- Born: December 17, 1863 Philadelphia, Pennsylvania, U.S.
- Died: July 31, 1931 (aged 67)

= R. A. F. Penrose Jr. =

American mining geologist and entrepreneur (1863–1931)

Richard Alexander Fullerton Penrose Jr. (December 17, 1863 - July 31, 1931), was an American mining geologist and entrepreneur.

He was from a prominent Philadelphia family of British descent. His brothers were U.S. senator Boies Penrose, mining engineer Spencer Penrose, and gynecologist Charles Bingham Penrose, and his grandfather was U.S. politician Charles B. Penrose.

Penrose graduated in 1885 with a Ph.D. from Harvard for work on phosphates. Later, he performed geological surveys in Texas and Arkansas until 1892, and then traveled the country as a mining surveyor. Most notable was his survey of Cripple Creek, Colorado, for the U.S. Geological Survey. Penrose refrained from purchasing or investing in mines in the Cripple Creek area because of what he saw as his ethical responsibility as a USGS employee, but did purchase and invest in mines elsewhere, including silver and copper mines in Arizona.

In 1903 his brothers and father were investors who formed the Utah Copper Company.

After his father died in 1908, Penrose made a complete career change, using his knowledge as a mining geologist to succeed as a mining investor and as an entrepreneur in other areas as well. Having amassed considerable wealth in these efforts, Penrose established the Penrose Medal of the Geological Society of America (GSA) in 1927.

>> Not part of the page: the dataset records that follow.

PR #557, opened 2026-06-20
Make template volume mounts optional by default

### LINKED ISSUE #556: Allow optional template volume mounts at claim time
## Problem

SandboxTemplate `spec.volumeMounts` declares fixed volume portal mount points. Today, if a template declares any volume mount, every declared mount point must be bound to a concrete SandboxVolume in the claim request. This prevents templates from exposing optional volume mount points.

The requested behavior is narrower than dynamic mounting: users may omit selected template-declared mounts at claim time, and Sandbox0 does not need to support binding them later.

## Design

Add an explicit `optional` flag to `VolumeMountSpec`:

```yaml
spec:
  volumeMounts:
    - name: workspace-data
      mountPath: /workspace/data
      optional: true
```

Semantics:

- `optional: false` or omitted preserves the current behavior: the claim request must bind the mount point.
- `optional: true` allows the claim request to omit that mount point.
- Claim requests may still bind only paths declared by the template.
- Omitted optional mounts still publish the CSI volume portal and remain present as FUSE mount points in the pod.
- No late-bind API is required; omitted optional mounts stay unbound for the sandbox runtime.
- Only claim-provided mounts are persisted in sandbox `mounts`, reported in `bootstrap_mounts`, and excluded from rootfs checkpoint/restore/fork capture.

## Rootfs / FUSE notes

ctld already publishes template volume portals with an unbound FUSE session before claim binding. An omitted optional mount should therefore appear as an unbound portal directory, while actual bound volume mount paths continue to be excluded from rootfs operations.

Validation should specifically cover the rootfs behavior so unbound optional mount directories do not cause volume contents to be captured or excluded incorrectly.

## Tasks

- Add `optional` to the template volume mount schema/types.
- Update claim validation to require only non-optional template mounts.
- Preserve undeclared mount rejection and access-mode checks for provided mounts.
- Update OpenAPI/docs and generated artifacts through the normal sync path.
- Add unit tests for required vs optional mounts and rootfs excluded paths.
- Validate on the remote kind environment with a template that has an omitted optional mount and a bound mount, including rootfs directory behavior.

laotoutou:
## Summary

- remove the explicit `optional` field from template `VolumeMountSpec`; all declared mount paths may be omitted by a claim
- create idle pods without user volume portals, and create cold claim pods with only the claim-bound portal subset
- initialize all declared mount point directories in procd so omitted paths are writable rootfs directories and persist through rootfs snapshots/restores
- update OpenAPI, CRDs, generated types, docs, and focused tests

Closes #556

## Tests

- `go test ./manager/pkg/apis/sandbox0/v1alpha1 ./manager/pkg/controller ./manager/pkg/service ./manager/procd/pkg/http/handlers ./pkg/apispec ./pkg/template/http`
- `go test ./manager/... ./pkg/...`

### DIFF
--- a/ctld/cmd/ctld/main.go
+++ b/ctld/cmd/ctld/main.go
@@ -129,7 +129,7 @@ func main() {
 	httpServer := newHTTPServer(httpAddr, combinedController{
 		Controller: probeController,
 		Portal:     portalManager,
-		RootFS:     buildRootFSController(storageCfg),
+		RootFS:     buildRootFSController(storageCfg, portalManager),
 	})
 	if obsProvider != nil {
 		httpServer.Handler = httpobs.ServerMiddleware(obsProvider.HTTPServerConfig(zapLogger))(httpServer.Handler)
@@ -185,7 +185,7 @@ func buildProbeController(ctx context.Context, obsProvider *observability.Provid
 	return controller
 }
 
-func buildRootFSController(storageCfg *apiconfig.StorageProxyConfig) ctldserver.RootFSController {
+func buildRootFSController(storageCfg *apiconfig.StorageProxyConfig, portalResolver ctldrootfs.PortalResolver) ctldserver.RootFSController {
 	store, err := buildRootFSObjectStore(storageCfg)
 	if err != nil {
 		log.Printf("ctld rootfs object store disabled: %v", err)
@@ -201,7 +201,8 @@ func buildRootFSController(storageCfg *apiconfig.StorageProxyConfig) ctldserver.
 			RootFSCacheDir:         filepath.Join(portalRoot, "rootfs"),
 			Namespace:              containerdNamespace,
 		}),
-		Store: store,
+		Store:          store,
+		PortalResolver: portalResolver,
 	})
 }
 
--- a/ctld/internal/ctld/portal/manager.go
+++ b/ctld/internal/ctld/portal/manager.go
@@ -64,6 +64,9 @@ type portalMount struct {
 	fs         *volumefuse.FileSystem
 	server     *fuse.Server
 
+	rootfsBackingPath string
+	rootfsSession     volumefuse.Session
+
 	volumeID  string
 	teamID    string
 	mountedAt time.Time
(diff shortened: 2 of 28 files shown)


laotoutou:
Updated the PR with the rootfs-backed unbound portal design.

Local checks:
- `go test ./ctld/internal/ctld/portal ./ctld/internal/ctld/rootfs ./ctld/cmd/ctld ./manager/pkg/apis/sandbox0/v1alpha1 ./manager/pkg/service`
- `git diff --check`

Remote validation on the Aliyun kind environment, commit `dc7b0139`:
- Deployed this PR through `/root/sandbox0ai/Makefile`; `Sandbox0Infra/fullmode` reached `Ready`.
- Created a temporary template with two declared volume portals and `minIdle=1`:
  - bound portal: `/workspace/optportal-1781957920-22292-bound`
  - unbound portal: `/workspace/optportal-1781957920-22292-rootfs`
- Verified the idle warm-pool pod had both portals pre-mounted in the pod spec and in `/proc/self/mountinfo`.
- Claimed the sandbox with only the bound portal attached to a SandboxVolume.
  - The claimed `pod_name` matched the idle pod name.
  - Pod annotation `sandbox0.ai/claim-type=hot` confirmed the claim came from the warm pool.
  - `bootstrap_mounts[0].state=mounted` for the bound volume.
- Verified the claimed and resumed pods still had both portals mounted in spec and `/proc/self/mountinfo`.
- Wrote files through the unbound portal, wrote directly under the mountpoint, and changed the unbound mountpoint directory mode to `753`.
- Paused and resumed the sandbox; the unbound portal data and mountpoint mode survived the rootfs checkpoint.
- Mutated the unbound portal to v2 and the bound volume to v2, then restored the rootfs snapshot:
  - unbound portal restored to `rootfs-v1` / `nested-v1`
  - unbound mountpoint mode restored to `753`
  - unbound portal remained writable after restore
  - bound volume stayed at `volume-v2`, proving rootfs restore excluded the bound mount path
  - direct volume API read `/volume.txt=volume-v2`
- Temporary `optportal` resources were cleaned up and the remote ECS was stopped with StopCharging.

PR checks at the time of validation: quick-check, netd matrix, and release-package jobs passed; e2e was still pending.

Penrose was very active in GSA: he was elected as a Member of GSA in 1889, served on GSA Council from 1914 to 1916, was GSA vice president in 1919, a member of the Finance Committee from 1924 to 1929, and GSA president in 1930. Upon his death in 1931, he left a generous bequest to GSA, with the remainder of his estate after more minor bequests divided equally between the Geological Society of America and the American Philosophical Society of Philadelphia: nearly $4 million went to each society (approximately equivalent to $ million in ). The Penrose bequest serves to support the research grants program of the Geological Society of America.

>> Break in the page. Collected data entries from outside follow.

PR #588, opened 2026-06-23
Redesign s0fs as common persistent rootfs storage

### LINKED ISSUE #587: Redesign s0fs as the common persistent filesystem for volumes and rootfs
## Context

Sandbox0 already has a relatively mature s0fs implementation for SandboxVolume persistence:

- manifest / segment / extent state
- WAL and materialization
- committed head CAS
- object reuse across snapshots and forks
- range reads for cold segment data
- encryption, GC, and storage metering foundations

Persistent rootfs currently uses a separate tar-based checkpoint path:

- pause scans containerd overlay upperdir, serializes an OCI tar diff, and uploads it
- resume downloads tar diff layers and applies them into a claimed runtime rootfs
- DB-side rootfs state already behaves like a COW layer graph, but runtime restore is still physical tar transport and extraction

This duplicates persistent filesystem concepts and makes rootfs pause/resume too expensive. More importantly, a containerd-snapshotter-only approach would improve pause/resume while giving up Sandbox0's cold-start advantage, because resume would become coupled to container creation or snapshotter attach instead of generic idle pod claim.

## Decision

Make s0fs the bottom persistent filesystem capability in Sandbox0.

`s0fs-core` is only a working name for the new/refactored s0fs engine itself. It is not a new external component, service, daemon, snapshotter-only adapter, or second long-term storage layer. If this design is implemented, the product should still talk about the capability as s0fs.

In the target state:

- s0fs is the shared persistent filesystem engine
- SandboxVolume is one frontend over s0fs
- persistent rootfs is another frontend over s0fs
- storage-proxy owns the SandboxVolume frontend responsibilities
- ctld owns the persistent rootfs runtime and mount frontend responsibilities
- manager orchestrates lifecycle and rootfs/volume heads, but does not implement filesystem details

The current rootfs implementation does not need to be preserved as an internal compatibility layer. It can be replaced directly by the s0fs-based model as long as public OpenAPI behavior remains stable.

The compatibility boundary is the public Sandbox0 OpenAPI behavior, not the current internal rootfs save/apply implementation, manager-to-ctld contracts, or storage-proxy-private package layout.

## Non-Goals

This issue is not asking for a containerd snapshotter-only optimization that merely makes pause/resume faster while losing the existing cold-start model.

Specifically, the target design should not require:

- creating a new pod on resume
- pulling or unpacking a new image on resume
- depending on container creation as the persistent rootfs attach mechanism
- downloading and applying tar layers in the resume hot path
- writing all rootfs contents into the runtime rootfs before startup
- keeping the current OCI tar diff rootfs path as the long-term internal contract
- adding a new long-running storage component separate from s0fs, storage-proxy, ctld, and manager

## Target Architecture

Suggested conceptual ownership:

```text
pkg/s0fs
  persistent filesystem engine
  manifest / segment / extent / inode graph
  WAL / head CAS / materializer / GC / encryption
  metadata model for volume and rootfs needs

storage-proxy
  SandboxVolume frontend over s0fs
  file API / FUSE protocol / volume snapshot API

ctld
  RootFS frontend over s0fs
  rootfs attach / detach / commit / recovery
  mount namespace publish into warm sandbox pods

manager
  lifecycle orchestration
  rootfs and volume head orchestration
  no filesystem implementation details
```

The existing s0fs implementation should no longer be treated as storage-proxy-private code. It should be refactored into the shared s0fs engine used by both storage-proxy and ctld.

Volume and rootfs are frontends over the same filesystem engine, not two separate persistence systems.

## Volume Frontend

The SandboxVolume frontend remains focused on durable user data:

- explicit volume lifecycle
- POSIX-ish file operations through storage-proxy/procd protocols
- volume snapshot, fork, restore
- access mode and ownership rules
- storage metering and GC

It should use the common s0fs engine for persistent state, manifests, segments, object reuse, encryption, metering source data, and head management.

## RootFS Frontend

The persistent rootfs frontend should be provided by ctld.

The sandbox pod should remain a generic warm execution shell:

- procd runs as an outer supervisor in the prewarmed pod rootfs
- the user process rootfs is a ctld-published s0fs-backed rootfs mount
- claim/resume attaches a rootfs head to an already running idle pod before procd initializes the user runtime
- user cmd/repl/function processes enter that mounted rootfs through mount namespace / chroot / pivot-root style isolation

This preserves the existing cold-start advantage: idle pods can be prepared before a persistent rootfs head is known.

## RootFS Resume Hot Path

The intended resume path is:

1. manager reads the sandbox rootfs head
2. manager claims a generic idle pod
3. manager asks ctld to attach the s0fs rootfs head to that pod
4. ctld prepares and publishes the rootfs mount into the pod namespace
5. manager initializes procd
6. procd starts user processes inside the attached rootfs

The hot path should not require:

- creating a new pod
- pulling or unpacking a new image
- downloading tar layers
- applying tar layers
- writing all rootfs files into the container rootfs before startup

Large file content should be lazy or cache-backed so resume latency scales with manifest/mount work and first-access working set, not total rootfs byte size.

## RootFS Pause Hot Path

The intended pause path is:

1. procd quiesces user processes
2. ctld freezes or detaches the active rootfs view
3. ctld commits the current writable state into a new immutable s0fs head
4. manager advances the sandbox rootfs filesystem head
5. the pod can be deleted or returned to the warm pool

Commit should persist changed metadata and changed content segments, not reserialize the whole rootfs as tar.

## s0fs Engine Requirements

The shared s0fs engine must support both Volume and RootFS semantics.

It should include or grow support for:

- inode graph and directory tree metadata
- file mode, uid, gid, nlink, size, timestamps
- symlinks and hardlinks
- xattrs
- whiteouts and opaque directories
- fifo / char device / block device metadata where supported
- sparse file / extent representation
- segment objects and range reads
- manifests and immutable heads
- committed head CAS
- WAL / crash recovery
- materialization and local cache management
- encryption
- GC over shared object references
- storage metering source data

RootFS-specific behavior such as mount namespace publish, rootfs attach/detach, and execution isolation should live in ctld as the RootFS frontend, not in storage-proxy.

## Internal Refactor Freedom

Internal implementation can be changed directly to reach this model. In particular:

- `/api/v1/rootfs/save` and `/api/v1/rootfs/apply` do not need to keep their current internal semantics
- ctld rootfs controller/runtime interfaces can be replaced
- manager lifecycle internals can be renamed or reworked
- procd can change from "process inside restored container rootfs" to "outer supervisor that launches user processes inside an attached s0fs rootfs"
- the current OCI tar diff rootfs implementation does not need to remain as the long-term path
- existing s0fs package layout can be moved and refactored so it becomes the common filesystem engine

The public OpenAPI contract should stay stable unless a separate API change is explicitly proposed and reviewed.

## Expected Performance Properties

The target design should make:

- small rootfs resume close to idle pod claim + mount publish latency
- large rootfs resume mostly independent of total rootfs byte size
- pause proportional to changed files and changed bytes
- rootfs snapshot/fork/restore close to metadata operations
- volume snapshot/fork/restore continue to reuse s0fs object state
- persistent rootfs compatible with the existing 200ms-class cold-start goal

## Correctness Requirements

The design must preserve filesystem semantics needed by sandbox workloads, including at least:

- path and directory metadata
- ownership and permissions
- symlinks and hardlinks
- xattrs
- whiteouts and opaque directories
- sparse file behavior where relevant
- safe mount namespace isolation between sandboxes
- consistent crash recovery after ctld or storage-proxy restart
- correct exclusion/binding behavior for SandboxVolume portals and procd-owned runtime paths

## Acceptance Criteria

- s0fs is the common persistent filesystem engine used by both SandboxVolume and persistent rootfs.
- Persistent rootfs resume can use a generic prewarmed idle pod.
- Resume does not physically apply tar layers in the hot path.
- Pause commit does not generate a full OCI tar diff as the primary persistent format.
- RootFS snapshot/fork/restore are implemented as s0fs head operations.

Penrose was also a founding member and president of the Society of Economic Geologists (SEG), created in 1920 by GSA members who were especially interested in economic geology. Penrose established the Penrose Gold Medal of the SEG in 1923.

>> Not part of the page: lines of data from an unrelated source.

PR #613, opened 2026-06-26
Add ctld rootfs object cache

laotoutou:
## Summary
- add a disposable ctld node-local rootfs object cache with digest validation, max size, min-free, max-age, and sweep interval GC knobs
- persist the last runtime node for sandbox records and use it as best-effort locality for resumed idle/cold runtime pods
- expose ctld cache config through Sandbox0Infra/operator CRDs and document self-hosted usage

## Testing
- make manifests
- make proto
- go test ./ctld/internal/ctld/rootfs ./ctld/cmd/ctld ./infra-operator/internal/controller/services/ctld ./manager/pkg/service ./tests/integration/internal/tests/manager
- GOFLAGS=-buildvcs=false go list ./... | grep -v '/tests/e2e/' | xargs go test -buildvcs=false\n\n## Notes\n- `go test ./...` was also attempted; non-e2e packages compiled after fixing the integration test store, but e2e scenarios require `kind`, which is not installed in this environment.\n


laotoutou:
Follow-up issue for configurable node affinity and rootfs cache metrics: #614

PR #628, opened 2026-06-30
Improve autoscaler cold claim backpressure

laotoutou:
## Summary

- wire the operator autoscaler into `SandboxService` and let `PoolManager` preserve autoscaler-owned ReplicaSet targets within `minIdle/maxIdle`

In 1905, Penrose was elected to the American Philosophical Society. Penrose was President of the Academy of Natural Sciences of Philadelphia 1922-1926.

Penrose was inducted into the US National Mining Hall of Fame in 2006.

Beginning in 1969, the informal, interdisciplinary Penrose Conferences sponsored by the Geological Society of America are named in his honor.